(Beginning of ENTRIES SHOWN)

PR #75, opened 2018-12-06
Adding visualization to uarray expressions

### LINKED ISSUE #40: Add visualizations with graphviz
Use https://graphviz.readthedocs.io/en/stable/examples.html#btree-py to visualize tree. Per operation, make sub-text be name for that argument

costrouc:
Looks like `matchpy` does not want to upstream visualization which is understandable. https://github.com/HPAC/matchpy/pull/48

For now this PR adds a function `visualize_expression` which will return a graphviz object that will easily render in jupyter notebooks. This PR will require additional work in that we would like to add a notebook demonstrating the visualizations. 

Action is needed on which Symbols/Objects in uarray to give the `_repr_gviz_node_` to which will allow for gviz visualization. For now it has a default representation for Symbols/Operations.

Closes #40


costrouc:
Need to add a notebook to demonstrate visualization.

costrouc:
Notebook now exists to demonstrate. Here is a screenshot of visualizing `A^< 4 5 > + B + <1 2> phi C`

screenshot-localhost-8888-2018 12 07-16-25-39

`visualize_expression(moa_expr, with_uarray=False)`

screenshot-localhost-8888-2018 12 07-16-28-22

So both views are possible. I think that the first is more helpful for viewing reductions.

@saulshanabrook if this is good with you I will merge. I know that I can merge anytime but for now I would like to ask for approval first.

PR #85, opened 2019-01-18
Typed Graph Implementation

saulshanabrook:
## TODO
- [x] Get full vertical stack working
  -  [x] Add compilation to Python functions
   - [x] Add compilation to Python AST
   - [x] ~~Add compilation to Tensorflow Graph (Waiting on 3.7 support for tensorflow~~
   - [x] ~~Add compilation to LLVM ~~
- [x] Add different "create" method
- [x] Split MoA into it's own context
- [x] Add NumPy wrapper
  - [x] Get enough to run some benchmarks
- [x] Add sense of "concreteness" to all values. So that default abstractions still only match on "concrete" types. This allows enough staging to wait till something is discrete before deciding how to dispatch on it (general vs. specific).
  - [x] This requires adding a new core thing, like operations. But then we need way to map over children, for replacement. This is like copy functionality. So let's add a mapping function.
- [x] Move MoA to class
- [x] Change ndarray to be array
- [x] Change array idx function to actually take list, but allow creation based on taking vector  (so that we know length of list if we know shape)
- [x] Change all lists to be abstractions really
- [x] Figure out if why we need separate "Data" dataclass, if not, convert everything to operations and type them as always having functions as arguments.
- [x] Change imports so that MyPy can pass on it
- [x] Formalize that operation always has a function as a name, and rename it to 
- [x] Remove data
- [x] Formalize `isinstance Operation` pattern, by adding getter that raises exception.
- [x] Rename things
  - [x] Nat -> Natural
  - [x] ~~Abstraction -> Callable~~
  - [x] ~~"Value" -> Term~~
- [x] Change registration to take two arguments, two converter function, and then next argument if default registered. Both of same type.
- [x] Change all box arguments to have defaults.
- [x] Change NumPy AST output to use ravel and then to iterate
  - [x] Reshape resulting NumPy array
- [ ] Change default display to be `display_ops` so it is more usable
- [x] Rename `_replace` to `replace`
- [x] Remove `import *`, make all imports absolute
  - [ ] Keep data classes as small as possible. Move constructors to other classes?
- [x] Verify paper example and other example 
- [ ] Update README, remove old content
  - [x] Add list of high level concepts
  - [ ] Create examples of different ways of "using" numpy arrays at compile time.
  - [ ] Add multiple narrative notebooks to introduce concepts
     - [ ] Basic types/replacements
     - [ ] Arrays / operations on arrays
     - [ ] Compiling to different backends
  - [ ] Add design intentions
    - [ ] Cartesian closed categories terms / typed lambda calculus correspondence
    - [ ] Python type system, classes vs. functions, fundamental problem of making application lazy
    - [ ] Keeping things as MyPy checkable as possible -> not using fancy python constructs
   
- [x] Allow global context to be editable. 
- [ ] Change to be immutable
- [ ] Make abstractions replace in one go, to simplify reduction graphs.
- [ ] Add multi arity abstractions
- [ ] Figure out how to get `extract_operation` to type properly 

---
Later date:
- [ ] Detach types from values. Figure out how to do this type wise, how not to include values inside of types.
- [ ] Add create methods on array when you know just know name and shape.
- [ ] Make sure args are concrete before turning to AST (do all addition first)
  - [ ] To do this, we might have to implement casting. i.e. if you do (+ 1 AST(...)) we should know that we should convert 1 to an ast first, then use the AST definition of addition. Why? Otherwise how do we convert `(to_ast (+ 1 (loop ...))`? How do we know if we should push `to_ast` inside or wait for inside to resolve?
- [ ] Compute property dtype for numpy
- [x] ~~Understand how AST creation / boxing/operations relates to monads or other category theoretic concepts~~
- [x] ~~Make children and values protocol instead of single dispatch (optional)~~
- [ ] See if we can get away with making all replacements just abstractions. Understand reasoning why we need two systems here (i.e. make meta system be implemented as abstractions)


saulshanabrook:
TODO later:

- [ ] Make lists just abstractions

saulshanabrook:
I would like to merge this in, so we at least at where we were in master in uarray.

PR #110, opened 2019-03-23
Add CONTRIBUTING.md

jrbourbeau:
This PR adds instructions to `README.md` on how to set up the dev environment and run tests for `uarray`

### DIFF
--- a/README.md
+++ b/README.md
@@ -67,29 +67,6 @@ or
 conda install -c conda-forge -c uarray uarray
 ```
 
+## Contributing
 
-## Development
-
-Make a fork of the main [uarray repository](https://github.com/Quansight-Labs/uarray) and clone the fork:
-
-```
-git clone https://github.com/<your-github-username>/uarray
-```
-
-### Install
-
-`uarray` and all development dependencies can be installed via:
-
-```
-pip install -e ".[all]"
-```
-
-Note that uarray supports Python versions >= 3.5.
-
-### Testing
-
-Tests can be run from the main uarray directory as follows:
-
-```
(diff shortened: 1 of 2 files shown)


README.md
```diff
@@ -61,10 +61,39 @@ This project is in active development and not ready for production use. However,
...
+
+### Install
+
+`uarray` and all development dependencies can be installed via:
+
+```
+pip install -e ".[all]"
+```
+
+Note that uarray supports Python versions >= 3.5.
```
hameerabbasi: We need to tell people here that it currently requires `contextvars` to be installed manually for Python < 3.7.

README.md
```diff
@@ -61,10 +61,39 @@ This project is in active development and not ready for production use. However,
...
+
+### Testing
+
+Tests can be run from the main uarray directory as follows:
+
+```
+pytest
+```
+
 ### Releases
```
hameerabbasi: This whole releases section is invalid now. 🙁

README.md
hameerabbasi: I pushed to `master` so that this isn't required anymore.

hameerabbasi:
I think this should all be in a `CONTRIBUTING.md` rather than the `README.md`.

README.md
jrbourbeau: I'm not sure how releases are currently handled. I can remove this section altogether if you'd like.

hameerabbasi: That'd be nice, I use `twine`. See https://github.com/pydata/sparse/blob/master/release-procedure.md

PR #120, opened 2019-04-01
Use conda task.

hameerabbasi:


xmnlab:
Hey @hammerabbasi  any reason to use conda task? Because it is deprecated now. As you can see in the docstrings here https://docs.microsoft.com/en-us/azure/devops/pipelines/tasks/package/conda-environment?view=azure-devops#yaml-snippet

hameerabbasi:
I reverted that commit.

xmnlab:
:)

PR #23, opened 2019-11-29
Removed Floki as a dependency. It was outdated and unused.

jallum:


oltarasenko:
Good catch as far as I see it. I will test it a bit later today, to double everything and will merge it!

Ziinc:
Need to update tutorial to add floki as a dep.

(End of ENTRIES SHOWN)

:: AIM OF THE TASK ::
Lines with the word "concrete" in them should be copied from the preceding records.

:: EXERCISE SOLUTION ::
- [x] Add sense of "concreteness" to all values. So that default abstractions still only match on "concrete" types. This allows enough staging to wait till something is discrete before deciding how to dispatch on it (general vs. specific).
- [ ] Make sure args are concrete before turning to AST (do all addition first)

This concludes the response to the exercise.